◆ WHAT YOU SHOULD DO
Range to reproduce from the entries below: the line with "jordansexton, line 236: Ah, I", the line with "[the remark this", and every line in between. Give them exactly and give nothing else.

◆ RECORDS FOR THE EXERCISE

PR #481, opened 2022-07-23
init backpack 

armaniferrante:


armaniferrante:
Need to rebase master.

packages/ui/react-ui/src/WalletModal.tsx
```diff
@@ -43,6 +43,7 @@ export const WalletModal: FC<WalletModalProps> = ({ className = '', container =
             ? installedWallets[0]
             : wallets.find((wallet: { adapter: { name: WalletName } }) => wallet.adapter.name === 'Torus') ||
                   wallets.find((wallet: { adapter: { name: WalletName } }) => wallet.adapter.name === 'Phantom') ||
+                  wallets.find((wallet: { adapter: { name: WalletName } }) => wallet.adapter.name === 'Backpack') ||
```
armaniferrante, line 46: Is this needed?

armaniferrante:
This is ready for review.

packages/wallets/backpack/package.json
```diff
@@ -0,0 +1,33 @@
...
+    },
+    "scripts": {
+        "clean": "shx rm -rf lib/*",
+        "build": "yarn clean && tsc -p tsconfig.json && tsc-esm -p tsconfig.json && tsc -p tsconfig.cjs.json",
+        "postbuild": "echo '{\"type\":\"commonjs\"}' | npx json > lib/cjs/package.json && echo '{\"type\":\"module\"} ' | npx json > lib/esm/package.json"
+    },
+    "dependencies": {
+        "@solana/wallet-adapter-base": "^0.9.4",
+        "@solana/web3.js": "^1.36.0"
+    }
```
jordansexton, line 32:
```suggestion
    "peerDependencies": {
        "@solana/web3.js": "^1.44.3"
    },
    "dependencies": {
        "@solana/wallet-adapter-base": "^0.9.9"
    },
    "devDependencies": {
        "@solana/web3.js": "^1.44.3"
    }
```

For consistency with the other adapters.

packages/wallets/backpack/src/adapter.ts
```diff
@@ -0,0 +1,259 @@
...
+    isConnected: boolean;
+    signTransaction(transaction: Transaction): Promise<Transaction>;
+    signAllTransactions(transactions: Transaction[]): Promise<Transaction[]>;
+    send(
+        transaction: Transaction,
+        signers?: Signer[],
+        options?: SendOptions,
+        connection?: Connection
+    ): Promise<TransactionSignature>;
+    signMessage(message: Uint8Array): Promise<Uint8Array | null>;
```
jordansexton, line 39: What does it mean for this to return `null`?

packages/wallets/backpack/src/adapter.ts
```diff
@@ -0,0 +1,259 @@
...
+                        wallet.connect().catch(() => {
+                            wallet.off('connect', handleConnect);
+                            reject(new WalletWindowClosedError());
+                        });
+                    });
+                } catch (error: any) {
+                    if (error instanceof WalletError) throw error;
+                    throw new WalletConnectionError(error?.message, error);
+                }
+            }
```
jordansexton, line 131: This code looks like it comes from Phantom's adapter, which now has a warning: https://github.com/solana-labs/wallet-adapter/blob/44a7d3b4910e2ae175ddfef6799a168999fd6ec3/packages/wallets/phantom/src/adapter.ts#L119-L123

If Backpack correctly fulfills the Promise, it can probably be substantially simplified, e.g. https://github.com/solana-labs/wallet-adapter/blob/44a7d3b4910e2ae175ddfef6799a168999fd6ec3/packages/wallets/glow/src/adapter.ts#L130-L134

packages/wallets/backpack/src/adapter.ts
```diff
@@ -0,0 +1,259 @@
...
+            const resp = await wallet.send(transaction, signers, sendOptions, connection);
+            if (!resp) {
+                throw new WalletWindowClosedError();
+            }
+            return resp;
+        } catch (error: any) {
+            this.emit('error', error);
+            throw error;
+        }
+    }
```
jordansexton, line 193: The general structure of this method has been updated elsewhere, e.g. https://github.com/solana-labs/wallet-adapter/blob/44a7d3b4910e2ae175ddfef6799a168999fd6ec3/packages/wallets/phantom/src/adapter.ts#L194-L219

packages/wallets/backpack/src/adapter.ts
```diff
@@ -0,0 +1,259 @@
...
+    async signMessage(message: Uint8Array): Promise<Uint8Array> {
+        try {
+            const wallet = this._wallet;
+            if (!wallet) throw new WalletNotConnectedError();
+
+            try {
+                const signature = await wallet.signMessage(message);
+                if (!signature) {
+                    throw new Error('User denied signature request');
+                }
```
jordansexton, line 236: Ah, I see why this could be `null`. But it's probably generally better if the wallet throws an error than just returning nothing, right?

jordansexton (commented):
Thanks for this, I'm very excited to see more support for Backpack!

packages/ui/react-ui/src/WalletModal.tsx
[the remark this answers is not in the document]
armaniferrante: Sounds good!

armaniferrante, line 46: ```suggestion```

armaniferrante, line 46:
```suggestion
```

packages/wallets/backpack/src/adapter.ts
armaniferrante: This promise is correctly filled. @tomlinton to confirm.

packages/wallets/backpack/src/adapter.ts
armaniferrante: Is the main thing here that we need to call `prepareTransaction`?

armaniferrante: It appears that the purpose of `prepareTransaction` https://github.com/solana-labs/wallet-adapter/blob/master/packages/core/base/src/adapter.ts#L91-L99 is to add a fee payer and the recent blockhash. Backpack's `send` implementation does this,  so that we can generate anchor clients without this library.

packages/wallets/backpack/src/adapter.ts
armaniferrante: It returns null when the user denies the request.  My thinking was to not throw an error for a desired return value.

packages/wallets/backpack/src/adapter.ts
armaniferrante: Moving this comment here https://github.com/solana-labs/wallet-adapter/pull/481#discussion_r928173263

packages/wallets/backpack/src/adapter.ts
armaniferrante: I'm not sure what the idiomatic thing is in javascript, but in rust, this would be an enum return value not an error.

armaniferrante: Note that we do this for send, and signTx as well.

jordansexton: Hmm, it's kind of a judgment call, and ultimately we can adapt to whatever Backpack's behavior is. But I'd say when you have something that returns a Promise, you usually expect it to resolve with the thing you want, or fail. The user declining is a likely expected failure mode, so every downstream caller just has to check for null anyway, and also check for errors.

packages/wallets/backpack/src/adapter.ts
jordansexton: Hmm, the most critical thing is that the method signature matches (connection is required, default param isn't but then you don't need the `options || {}`). The method implementation is discretionary though.

And how do you want to handle partial signers? In general I think it makes sense to sign before passing to the wallet, rather than pass signers to the wallet (since the wallet should be able to handle a transaction arriving with partial signatures anyway). And if the partial signatures should be done in the app, the tx will have to have a feepayer/blockhash.

packages/wallets/backpack/src/adapter.ts
jordansexton: Cool. Yeah, as long as it throws when there's an issue (e.g. if a user declines the connection) then the events shouldn't be needed (here, anyway).

packages/wallets/backpack/src/adapter.ts
jordansexton: FWIW, I view the `connect` behavior as the same. If the user declines the connection, returning `null` or any value doesn't seem more logical than throwing.

packages/wallets/backpack/src/adapter.ts
armaniferrante: If I understand correctly, I think both use cases are currently covered. The signers here is a convenience to eliminate the `partialSign` boilerplate (and it conforms to the Anchor interface), allowing the user to additionally (and optionally) pass in those signer keys. If you want to partial sign inside the app as you suggest, you can still do so by not providing empty signers.

packages/wallets/backpack/src/adapter.ts
tomlinton: It's fulfilled correct in failure cases, but we'll clean up the success case and simplify to the example you linked

jordansexton: Ah, okay. Yeah, I guess in the failure case (like if you return instead of throwing if the user declines) we could just check here for the pubkey and throw after. Your call -- I don't want to dictate how Backpack works, just describing how most wallets handle this.

packages/wallets/backpack/src/adapter.ts
```diff
@@ -0,0 +1,259 @@
...
+    publicKey?: { toBytes(): Uint8Array };
+    isConnected: boolean;
+    signTransaction(transaction: Transaction): Promise<Transaction>;
+    signAllTransactions(transactions: Transaction[]): Promise<Transaction[]>;
+    send(
+        transaction: Transaction,
+        signers?: Signer[],
+        options?: SendOptions,
+        connection?: Connection
+    ): Promise<TransactionSignature>;
```
jordansexton, line 38: FWIW this type doesn't declare that it can be null, same with sign and signAll above.

packages/wallets/backpack/src/adapter.ts
```diff
@@ -0,0 +1,259 @@
...
+        }
+    }
+
+    async signTransaction(transaction: Transaction): Promise<Transaction> {
+        try {
+            const wallet = this._wallet;
+            if (!wallet) throw new WalletNotConnectedError();
+
+            try {
+                return (await wallet.signTransaction(transaction)) || transaction;
```
jordansexton, line 201: Do you return `null` if a user declines to sign? Because if so, the caller will end up with their original, unsigned tx object and no error.

packages/wallets/backpack/src/adapter.ts
```diff
@@ -0,0 +1,259 @@
...
+        }
+    }
+
+    async signAllTransactions(transactions: Transaction[]): Promise<Transaction[]> {
+        try {
+            const wallet = this._wallet;
+            if (!wallet) throw new WalletNotConnectedError();
+
+            try {
+                return (await wallet.signAllTransactions(transactions)) || transactions;
```
jordansexton, line 217: Same here, do you return null if declined?

packages/wallets/backpack/src/adapter.ts
```diff
@@ -0,0 +1,259 @@
...
+        connection?: Connection,
+        options?: SendTransactionOptions
+    ): Promise<TransactionSignature> {
+        try {
+            const wallet = this._wallet;
+            if (!wallet) throw new WalletNotConnectedError();
+
+            const { signers, ...sendOptions } = options ? options : { signers: undefined };
+
+            const resp = await wallet.send(transaction, signers, sendOptions, connection);
```
jordansexton, line 184: Just to clarify, is `resp` a signature or an object containing a signature field like many of the wallets do?

armaniferrante: It's a signature. I'd prefer to leave it that way due to the Anchor interface https://github.com/coral-xyz/anchor/blob/master/ts/src/provider.ts#L24-L28. 

And now that I see that, I realize we should change the `| null` return values in the connect, send, sign, etc apis to throw to match anchor.

packages/wallets/backpack/src/adapter.ts
armaniferrante, line 39:
```suggestion
    signMessage(message: Uint8Array): Promise<Uint8Array>;
```

packages/wallets/backpack/src/adapter.ts
armaniferrante: Changing to throw. See comments below.

packages/wallets/backpack/src/adapter.ts
armaniferrante: This will throw.

packages/wallets/backpack/src/adapter.ts
armaniferrante: Throwing.

packages/wallets/backpack/src/adapter.ts
armaniferrante: Changing to throw per comment here https://github.com/solana-labs/wallet-adapter/pull/481#discussion_r928177693

packages/wallets/backpack/src/adapter.ts
jordansexton: Ah, all good! I didn't mean to suggest changing it, was only concerned that maybe it was a response object rather than a sig from the varname.

packages/wallets/backpack/src/adapter.ts
armaniferrante: Nulls removed!

armaniferrante:
Ready for another round!

packages/wallets/backpack/src/adapter.ts
```diff
@@ -0,0 +1,242 @@
...
+    async sendTransaction(
+        transaction: Transaction,
+        connection?: Connection,
+        options?: SendTransactionOptions
+    ): Promise<TransactionSignature> {
+        try {
+            const wallet = this._wallet;
+            if (!wallet) throw new WalletNotConnectedError();
+
+            const { signers, ...sendOptions } = options ? options : { signers: undefined };
```
jordansexton, line 168:
```suggestion
    async sendTransaction(
        transaction: Transaction,
        connection: Connection,
        options: SendTransactionOptions = {}
    ): Promise<TransactionSignature> {
        try {
            const wallet = this._wallet;
            if (!wallet) throw new WalletNotConnectedError();

            const { signers, ...sendOptions } = options;
```

`connection` is a required arg, adding default param consistent with other adapters

packages/wallets/backpack/src/adapter.ts
```diff
@@ -0,0 +1,242 @@
...
+
+            try {
+                return await wallet.send(transaction, signers, sendOptions, connection);
+            } catch (error: any) {
+                if (error instanceof WalletError) throw error;
```
jordansexton, line 173:
```suggestion
```

This check isn't necessary because error will never be a `WalletError`

jordansexton:
Thank you! Will ship tomorrow with some other packages pending release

◆ RESPONSE AREA
jordansexton, line 236: Ah, I see why this could be `null`. But it's probably generally better if the wallet throws an error than just returning nothing, right?

jordansexton (commented):
Thanks for this, I'm very excited to see more support for Backpack!

packages/ui/react-ui/src/WalletModal.tsx
[the remark this answers is not in the document]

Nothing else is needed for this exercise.